Description

The goal of this project is to build a high quality gene set library from the Gene Expression Omnibus (GEO) by identifying disease-associated experiments in a mammalian system (cells or tissue) where gene expression profiling was used to compare normal and disease tissue. The recommended method for identifying the gene set from these studies is the utilization of a new tool developed by the Ma'ayan Lab called GEO2Enrichr. GEO2Enrichr is a Chrome Extension that adds functionality to the GEO database web-site to make extraction of gene set and downstream analysis easy. Your goal is to identify such studies and then use GEO2Enrichr to create and submit signatures into this web-site form.

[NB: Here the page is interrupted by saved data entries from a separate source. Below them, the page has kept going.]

PR #572, opened 2020-04-19
Fix chgrp and add a clear command.

cjsthompson:
While attempting to edit files with vi as a normal user, I noticed chgrp wasn't working and I guessed this must be the chmem problem. So I added the compiler flag. Not sure if this is the right value for the flag. But now it works.

Before:

Screenshot_2020-04-19_18-18-55

After:

Screenshot_2020-04-19_21-08-01

Also while I was at it I added a very simple clear command. Linux uses ncurses to do that, I'm guessing because it works with every terminal since the neolithic. But since ELKS doesn't have a curses I guess this may be good enough until then.

Screenshot_2020-04-19_21-49-22

### DIFF
--- a/elkscmd/Applications
+++ b/elkscmd/Applications
@@ -84,6 +84,7 @@ sys_utils/poweroff				:sysutil			:720k
 sys_utils/who					:sysutil				:1440k
 sys_utils/unreal16				:sysutil				:1440k
 sh_utils/basename				:be-shutil			:720k
+sh_utils/clear					:be-shutil		:1440k
 sh_utils/date					:be-shutil		:360k
 sh_utils/dirname				:be-shutil			:720k
 sh_utils/false					:be-shutil				:1440k
--- a/elkscmd/Applications
+++ b/elkscmd/Applications
@@ -84,7 +84,7 @@ sys_utils/poweroff				:sysutil			:720k
 sys_utils/who					:sysutil				:1440k
 sys_utils/unreal16				:sysutil				:1440k
 sh_utils/basename				:be-shutil			:720k
-sh_utils/clear					:be-shutil		:1440k
+sh_utils/clear					:shutil		:1440k
 sh_utils/date					:be-shutil		:360k
 sh_utils/dirname				:be-shutil			:720k
 sh_utils/false					:be-shutil				:1440k
--- a/elkscmd/file_utils/Makefile
+++ b/elkscmd/file_utils/Makefile
@@ -19,7 +19,7 @@ cat: cat.o
 	$(LD) $(LDFLAGS) -o cat cat.o $(LDLIBS)
 
 chgrp: chgrp.o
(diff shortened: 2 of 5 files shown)


ghaerr:
Thanks @cjsthompson!

It's nice to have the system actually used by another person! And, of course, for now, that usually means finding another broken command lol :)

You will receive 1 point for each unique entry into the database. If we find a mistake in any of your entries we will subtract 30 points from your overall score for each such mistake.

The hashtag for this project is #DISEASES_BD2K_LINCS_DCIC_COURSERA.

Useful links for finding disease ids:
Disease Ontology
MalaCards
orphanet

Predicted GEO series containing disease signatures based on textural contents of GEO series.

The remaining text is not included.